Last edited: Jun 9, 2017
2. Jun 9, 2017

### Staff: Mentor

Yes.
Yes.
Why open spheres? The usual charts are the two stereographic projections from the poles.

I don't understand what you want in $\mathbb{R}^2$. The circle is one dimensional, so $\mathbb{R}^1$ is the Euclidean space of choice. Draw a line from the northpole through a point of the circle until you reach the $x-$axis ($\mathbb{R}^1$) and you get on the $x-$axis the homeomorphic Euclidean chart. For the points below the $x-$axis do the same from the south pole. This gives you the two charts you need.

3. Jun 9, 2017

### davidge

This is a very easy way to show that $\mathbb{S}^1$ minus one of its points is homeomorphic to $\mathbb{R}$. But is there a way of showing that by using open "1-dimensional spheres"?
Just to see how the proof works if we use open spheres.
I see

4. Jun 9, 2017

### Staff: Mentor

A sphere isn't flat, Euclidean spaces are. Additionally why replace one sphere by another? With which goal? Of course you can as well use many small sections of tangents as charts, similar to ordinary atlases in the real world. This decreases the error to the price of more charts.

5. Jun 9, 2017

### WWGD

Just look at arcs about a point. They are twisted open intervals in the line. The twisting is " gentle-enough" to preserve (smooth, not just topological) equivalence with the Reals; no corners, nothing too nasty. EDIT: though the cricle is homeomorphic, though not diffeomorphic with a square (in standard embedding, differentiable structure)

6. Jun 9, 2017

### WWGD

On top of the local homeomorphism that must exist, this local homeomorphisms, must be "glued " to each other nicely-enough. You may say that a manifold is just a collection of Euclidean parts glued in/with "nice-enough" maps.

7. Jun 10, 2017

### lavinia

Here is another way to show that spheres are manifolds. Take the standard $n$-sphere of radius 1 centered at the origin of $R^{n+1}$ Project the northern hemisphere onto the open unit disk in $R^{n}$ by dropping the last coordinate. (For the 2-sphere in $R^3$ one would drop the z coordinate.) This is a coordinate neighborhood of the north pole. Now take any other point on the sphere and rotate the sphere so that this point moves to the north pole. Follow this rotation by the same projection.

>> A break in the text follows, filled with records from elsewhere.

PR #8102, opened 2023-02-02
setup.sh: checks if git directory is dirty before bothering user with…

TheJoeSchr:
… potentially scary question

## Summary
As discussed on discord. Setup should not ask to reset if there are no changes, so unexperienced Users dont get scared off.

Also turns it to "keep changes", so experienced User can just smash yyyyy while waiting for the 10seconds to be over.

win-win?

### DIFF
--- a/setup.sh
+++ b/setup.sh
@@ -190,16 +190,17 @@ function update() {
     updateenv
 }
 
-# Reset Develop or Stable branch
 function check_git_changes() {
     if [ -z "$(git status --porcelain)" ]; then
         echo "No changes in git directory"
-        return 0
+        return 1
     else
         echo "Changes in git directory"
-        return 1
+        return 0
     fi
 }
+
+# Reset Develop or Stable branch
 function reset() {
     echo_block "Resetting branch and virtual env"
 
--- a/setup.sh
+++ b/setup.sh
@@ -221,8 +221,6 @@ function reset() {
                     echo "- Hard resetting of 'stable' branch."
                     git reset --hard origin/stable
                 fi
-            else
-                echo "Reset ignored because you are not on 'stable' or 'develop'."
             fi
         fi
     else
--- a/setup.sh
+++ b/setup.sh
@@ -191,25 +191,37 @@ function update() {
 }
 
 # Reset Develop or Stable branch
+function check_git_changes() {
+    if [ -z "$(git status --porcelain)" ]; then
+        echo "No changes in git directory"
+        return 0
+    else
+        echo "Changes in git directory"
+        return 1
+    fi
+}
 function reset() {
     echo_block "Resetting branch and virtual env"
 
     if [ "1" == $(git branch -vv |grep -cE "\* develop|\* stable") ]
     then
+        if check_git_changes; then
+            read -p "Keep your local changes? (Otherwise will remove all changes you made!) [Y/n]? "
+            if [[ $REPLY =~ ^[Nn]$ ]]; then
 
-        read -p "Reset git branch? (This will remove all changes you made!) [y/N]? "
-        if [[ $REPLY =~ ^[Yy]$ ]]; then
+                git fetch -a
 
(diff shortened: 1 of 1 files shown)


setup.sh
```diff
@@ -191,25 +191,37 @@ function update() {
...
-
-            if [ "1" == $(git branch -vv | grep -c "* develop") ]
-            then
-                echo "- Hard resetting of 'develop' branch."
-                git reset --hard origin/develop
-            elif [ "1" == $(git branch -vv | grep -c "* stable") ]
-            then
-                echo "- Hard resetting of 'stable' branch."
-                git reset --hard origin/stable
+        if check_git_changes; then
```
xmatthias, line 209: unfortunately,  this change ain't working .

this is bash - you can't assume that "1" is truthy, and 0 is falsy.
Running this script shows:

```
----------------------------
Resetting branch and virtual env
----------------------------
Changes in git directory
- Deleting your previous virtual env

```


It clearly detected "changes in git directory" - but it ignored the remaining "if" block - as the check is invalid.

xmatthias (changes requested):
I don't disagree with this - and the script can surely be improved further, too.

setup.sh
TheJoeSchr: damn you chatgpt :D

it should work, should according to SO as well: https://stackoverflow.com/questions/5431909/returning-a-boolean-from-a-bash-function

Not a bash hero, so if you got any ideas, feel free to pass them along

xmatthias: quite honestly, i'd have believed that as well by just looking at the code - but after testing - i saw it ain't working (i'm always skeptical about bash comparisons ...).

TheJoeSchr: `0 is true` and `1 is false` in bash, btw. 

because it's analogue to the exit value of the process. just remembered my unix classes

TheJoeSchr: fixed it now

freqtrade/exchange/exchange.py
```diff
@@ -1833,7 +1833,7 @@ async def _async_get_historic_ohlcv(self, pair: str, timeframe: str,
         )
         input_coroutines = [self._async_get_candle_history(
             pair, timeframe, candle_type, since) for since in
-            range(since_ms, until_ms or (arrow.utcnow().int_timestamp * 1000), one_call)]
+            range(since_ms if since_ms else 0, until_ms if until_ms else (arrow.utcnow().int_timestamp * 1000), one_call)]
```
xmatthias: i'd rather not have that check included, as it's not really necessary.

you should be able to quite easily remove this by running `git rebase -i origin/develop` - and selecting "drop" on the middle commit, followed by a `git push -f`.

setup.sh
xmatthias: Works now :+1:

freqtrade/exchange/exchange.py
TheJoeSchr: yeah no worries, thanks for writing it out, very thoughtful

setup.sh
```diff
@@ -190,26 +190,39 @@ function update() {
...
+                    echo "- Hard resetting of 'develop' branch."
+                    git reset --hard origin/develop
+                elif [ "1" == $(git branch -vv | grep -c "* stable") ]
+                then
+                    echo "- Hard resetting of 'stable' branch."
+                    git reset --hard origin/stable
+                fi
+            else
+                echo "Reset ignored because you are not on 'stable' or 'develop'."
             fi
```
xmatthias: I don't think we'll need this else branch. 
the message shown is missleading / wrong (i selected "Y" - but my branch was stable).

TheJoeSchr: good catch. removed it

xmatthias (approved):
Very nice 💯 
That script is getting more love in the last week alone than it got in the past 3-4 years 🤣 

LGTM 👍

- For the 2-sphere considered as the Riemann sphere, the two charts may be chosen to be $z$ and $1/z$ .

- As you may know from calculus of several variables, the Implicit Function Theorem says that if $f$ is a smooth function defined on $R^{n+1}$ and its gradient is nowhere zero on the set $f(x) = c$ for some constant $c$, then this set can be locally parameterized by a open region in $R^{n}$. The inverses of these local parameterizations are coordinate charts.

Consider the function defined on $R^{n+1}$, $f(x) = ||x||^2$. For instance in $R^2$ this function is $f(x,y) = x^2+y^2$. A sphere of radius $k$ centered at the origin is the set of points $f(x) = k^2$. Notice that the gradient of $f$ is nowhere zero on this set. So by the Implicit Function Theorem, the sphere is a manifold (actually a smooth manifold).

More generally the Implicit Function Theorem works for a smooth function defined on any manifold not just Euclidean space. For instance stand a torus up on the plane and let $f$ be the height function of each point above the plane. $f$ is smooth and only has four critical points, the top and bottom of the torus - these are the absolute maximum and minimum - and the tops and bottom of the inner circle - these are the two saddle points. Everywhere else $df$ is non-singular. The Implicit Function Theorem guarantees that the points $f(x) = c$ is a 1 dimensional manifold whenever none of the four critical points are in $f^{-1}(c)$.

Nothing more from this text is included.